> _EXTRACTED DATA_
──────────
PR #1440, opened 2015-08-14
Make ACL app install button spin when installing through activity (bug 1194464)

diox:
https://bugzilla.mozilla.org/show_bug.cgi?id=1194464

Since we don't have tests for webactivities (working on that) here is how to test manually:

1. Load fireplace locally, paste in your console:
`window.postMessage({'name': 'marketplace-openmobile-acl', data: {acl_version: 'P172R12;P172R12;'}}, 'http://localhost:8675')`
2. Notice you are taken to the acl app detail page and the install button is spinning.
3. Accept the install
4. Notice that the app is installed then launched, and the button reverted back to an "installed, open app" state.

### DIFF
--- a/src/media/js/buttons.js
+++ b/src/media/js/buttons.js
@@ -23,19 +23,24 @@ define('buttons',
         markBtnsAsUninstalled();
     });
 
-    function setInstallBtnState($button, text, cls) {
+    function setInstallBtnState($button, css_class) {
         // Sets install button state (its text and its classes, which
         // currently determines its click handler).
-        revertButton($button, text);
-        $button.addClass(cls);
+        revertButton($button);
+        $button.addClass(css_class);
     }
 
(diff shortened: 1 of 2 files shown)


src/media/js/buttons.js
```diff
@@ -23,14 +23,14 @@ define('buttons',
...
+    function setInstallBtnState($button, css_class) {
         // Sets install button state (its text and its classes, which
         // currently determines its click handler).
-        revertButton($button, text);
-        $button.addClass(cls);
+        revertButton($button);
+        $button.addClass(css_class);
     }
 
-    function revertButton($button, text) {
```
diox: Since `revertButton()` was not using `text`, I removed it. For the same reason I removed it from `setInstallBtnState()` which was just passing it down to `revertButton()`.

ddurst:
r+

PR #1441, opened 2015-08-14
[do not merge] Reverts uses of gettext_lazy (bug 1194468).

chuckharmston:
I'm going to leave this here ready to merge in case [bug 1194468](https://bugzilla.mozilla.org/show_bug.cgi?id=1194468) starts affecting stage or prod after the tag or push.

Wouldn't mind a review, @ngokevin @mstriemer


mstriemer:
I'd just change all uses of `l10n.gettext_lazy` to `l10n.gettext` and leave mcm at the same version. The changes to compat_filter.js seem like they could still cause an error since that function is pretty much what is in mcm.

chuckharmston:
https://bugzilla.mozilla.org/show_bug.cgi?id=1194468#c4

PR #1446, opened 2015-08-17
Add safe option to .name for the desktop header.

ddurst:
This should eliminate the presentation of HTML-encoded strings in the page header.


mstriemer:
What does this fix?

spasovski:
No bug number in commit comment...
#r-

ddurst:
This fixes the errant HTML entities in feed item pages. But perhaps it's a non-issue and we have bad data. I'll have Scott check the data.

ddurst:
Non-issue. Just overlooked data after https://github.com/mozilla/zamboni/pull/3107 and https://github.com/mozilla/fireplace/pull/1254 were merged.

ddurst:
Also: sigh.

PR #1451, opened 2015-08-19
Disable featured game websites on desktop, but not all MOWs (bug 1196359).

chuckharmston:
r? @ngokevin

### DIFF
--- a/src/media/js/apps.js
+++ b/src/media/js/apps.js
@@ -147,7 +147,8 @@ define('apps',
 
             if (settings.gametimeEnabled &&
                 app.isWebsite &&
-                app.device_types.indexOf(capabilities.os.type) === -1) {
+                app.device_types.indexOf(capabilities.os.type) === -1 &&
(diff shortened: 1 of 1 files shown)


mstriemer:
Tests?

ngokevin:
r+, it's a hack fix and we can address the proper solution later, that the capabilities check didn't work

mstriemer:
Websites aren't affected by the platform selector then?

src/media/js/apps.js
```diff
@@ -147,7 +147,8 @@ define('apps',
 
             if (settings.gametimeEnabled &&
                 app.isWebsite &&
-                app.device_types.indexOf(capabilities.os.type) === -1) {
+                app.device_types.indexOf(capabilities.os.type) === -1 &&
+                app.keywords.indexOf('featured-game') !== -1) {
               // Don't show desktop website games on mobile.
```
spasovski: I think this comment is a bit weak. If this is disabling a button or used in a filter etc we should probably mention it.

PR #1452, opened 2015-08-20
review form tweaks (bug 1189403)

spasovski:


ngokevin:
might need more  margin below the paragraph

PR #651, opened 2019-03-13
Abort if the command for `run` fails and `exit_on_failure?` is true

hibariya:
Hi, there :rainbow:

I'd like to change the error handling of `Thor::Actions#run` for the following reason. 

According to the description of `exit_on_failure?`, the process should exit with status 1 if any error happens. I think that it should be also applied to `run`.

Although we can pass `abort_on_failure` option for `run`, passing it every time seems a little redundant when we call `run` multiple times. This is the other reason for this change.

For instance, when an error occres [here](https://github.com/rails/webpacker/blob/e95dd724ea3a385b9cc6935c3a07a34f1d1f9657/lib/install/elm.rb#L27), I want to notice not only by the output but also by the status code.

### DIFF
--- a/lib/thor/actions.rb
+++ b/lib/thor/actions.rb
@@ -259,7 +259,7 @@ class Thor
 
       result = config[:capture] ? `#{command}` : system(command.to_s)
 
-      if config[:abort_on_failure]
+      if config.fetch(:abort_on_failure, self.class.exit_on_failure?)
         success = config[:capture] ? $?.success? : result
         abort unless success
       end
--- a/lib/thor/base.rb
+++ b/lib/thor/base.rb
@@ -506,6 +506,11 @@ class Thor
         raise InvocationError, msg
       end
 
+      # A flag that makes the process exit with status 1 if any error happens.
+      def exit_on_failure?
+        false
+      end
+
     protected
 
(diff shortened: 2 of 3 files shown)


hibariya:
#649 is needed to fix the error on CI. A build with that patch seems work.
https://travis-ci.org/hibariya/thor/builds/505774428

deivid-rodriguez:
I really like this idea! :heart:

Even after adding the `abort_on_failure:` flag I still miss errors in my generators, because I cannot control every call to `Thor::Actions#run`.

For example, I just noticed that our Rails 6 application generation in ActiveAdmin is [crashing](https://circleci.com/gh/activeadmin/activeadmin/13190), but the crash is only buried in the logs, so there's no way to notice other than manual log scanning (or if the failure affects further tests, but in that case, the culprit is still very hidden).

hibariya:
I've rebased onto the top of the master. The build seems OK.

deivid-rodriguez:
Any chance on getting a review here?

kaspth:
👍, this also matches the original intent https://github.com/erikhuda/thor/pull/628

I don't have commit access, so it'll have to be @rafaelfranca who merges ❤️

PR #652, opened 2019-03-27
Multiple usages

deivid-rodriguez:
On bundler, we have some commands with quite complicated synopsis. For example, `bundle update`, which has different valid combinations of arguments and command line flags, pretty hard to expresses on a single usage line without making it look like an understandable mess.

Instead, I would like to be able to specify multiple synopsis, so that `thor` would give a error of the following type when an invalid command line is specified:

```
ERROR: "bundle update" was called with no arguments
Usage: bundle update *GEMS [OPTIONS]
       bundle update --group *GROUPS [OPTIONS]
       bundle update --source *SOURCES [OPTIONS]
       bundle update --ruby
       bundle update --bundler
       bundle update --all
```

In general, this is useful for mutually exclusive combinations of flags and arguments.
    
This is explained in http://pubs.opengroup.org/onlinepubs/9699919799/basedefs/V1_chap12.html, bullet point 8, and it's a technique used by many CLI utils.
    
For example, the following is the beginning of the man's man page:
    
    NAME
           man - an interface to the on-line reference manuals
    
    SYNOPSIS
           man  [-C  file] [-d] [-D] [--warnings[=warnings]] [-R encoding] [-L locale] [-m system[,...]] [-M path] [-S list] [-e extension] [-i|-I] [--regex|--wildcard]
           [--names-only] [-a] [-u] [--no-subpages] [-P pager] [-r prompt] [-7] [-E encoding] [--no-hyphenation]  [--no-justification]  [-p  string]  [-t]  [-T[device]]
           [-H[browser]] [-X[dpi]] [-Z] [[section] page[.section] ...] ...
           man -k [apropos options] regexp ...
           man -K [-w|-W] [-S list] [-i|-I] [--regex] [section] term ...
           man -f [whatis options] page ...
           man  -l  [-C  file]  [-d]  [-D]  [--warnings[=warnings]]  [-R  encoding]  [-L locale] [-P pager] [-r prompt] [-7] [-E encoding] [-p string] [-t] [-T[device]]
           [-H[browser]] [-X[dpi]] [-Z] file ...
           man -w|-W [-C file] [-d] [-D] page ...
           man -c [-C file] [-d] [-D] page ...
           man [-?V]

    
This commit implements support for this kind of synopsis, by allowing passing an array of "usages" instead of a single one.


deivid-rodriguez:
Thoughts about this?

deivid-rodriguez:
Friendly ping :)

deivid-rodriguez:
I'm getting ready in bundler for an eventual thor release, and I see that this PR seems to have caused some issues. I'll investigate those and provide a follow-up as soon as possible :+1:.

deivid-rodriguez:
Actually, nevermind, it's #679 causing problems. I'll investigate.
──────────
> _ASSIGNMENT_
Retype only this portion of the data above: the line containing "I don't have", the line containing "On bundler, we", and all lines between them, exactly.

> _EXERCISE SOLUTION_
I don't have commit access, so it'll have to be @rafaelfranca who merges ❤️

PR #652, opened 2019-03-27
Multiple usages

deivid-rodriguez:
On bundler, we have some commands with quite complicated synopsis. For example, `bundle update`, which has different valid combinations of arguments and command line flags, pretty hard to expresses on a single usage line without making it look like an understandable mess.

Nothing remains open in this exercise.